> **Exercise aim**: A complete answer includes every line below with the word "self".

> **Given records**:

PR #33, opened 2015-11-08
Monte-Carlo: Add simple controller verification

jpanikulam:
Committing to a feature branch now, until sufficiently complete (so as to add to master)


jpanikulam:
Addressing both of those comments and the alarm severity requirement. The cause of the change was that 0.2 seconds was the smallest time that I found always worked.

jpanikulam:
Addressed

simulation/sub8_montecarlo/sub8_montecarlo_tools/controller_verify.py
```diff
@@ -0,0 +1,200 @@
...
+        self.target_state = pose[0]
+
+    def odom_cb(self, msg):
+        time_of = rospy.Time.now()
+        if (time_of - self.last_sample) < self._sampling_period:
+            return
+        else:
+            self.last_sample = time_of
+
+        pose, twist, _, _ = sub8_utils.odometry_to_numpy(msg)
```
zachgoins, line 101: I like this method of grabbing messages. Fancy Shmancy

> **Solution below**:
+        self.target_state = pose[0]
+    def odom_cb(self, msg):
+        if (time_of - self.last_sample) < self._sampling_period:
+            self.last_sample = time_of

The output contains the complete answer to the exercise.